Data for this task

*** Begin section ***

PR #459, opened 2015-09-18
tp-qemu: fix cfg for cpuinfo_query

vipmike007:
Some commands it not supported on RHLL7 host ,this patch is to delete
them and add some new config on RHEL7
As qemu-kvm ?dump is not supported in RHEL7 ,
modify config file to make it RHEL6 only.
Add new test case in cfg for RHEL7 cpuinfo query

ID: 1044928

Signed-off-by: Mike Cao <bcao@redhat.com>

### DIFF
--- a/qemu/tests/cfg/cpuinfo_query.cfg
+++ b/qemu/tests/cfg/cpuinfo_query.cfg
@@ -3,7 +3,7 @@
     vms = ''
     variants:
         - qcpu_id:
-            no Host_RHEL.m5
+            only Host_RHEL.m6
             query_cmd = " -cpu ?cpuid"
             cpu_info = "f_edx,f_ecx,extf_edx,extf_ecx"
         - qmachine_type:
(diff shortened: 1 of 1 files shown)


CongSmile:
1. Please make sure that does RHEL.6.6 and RHEL.6.7 support the cmd .

2. The method to get dump file is from the source code instead of executing the query cmd.
    Then need make sure the supported version for it.

Thanks.

vipmike007:
@CongSmile 
1.Yes ,it supported 
2.in code     
qcmd = params.get("query_cmd")
and cfg 
query_cmd = " -cpu ?cpuid"
the output should from executing query cmd.

Mike

lmr:
Hey @vipmike007, please re-base this PR, thanks!

CongSmile:

suqinhuang:
Acked-by: Suqin Huang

*** End section ***

Problem details
Please say how many lines in the records above contain the word "supported". Give the number alone.

Written solution
4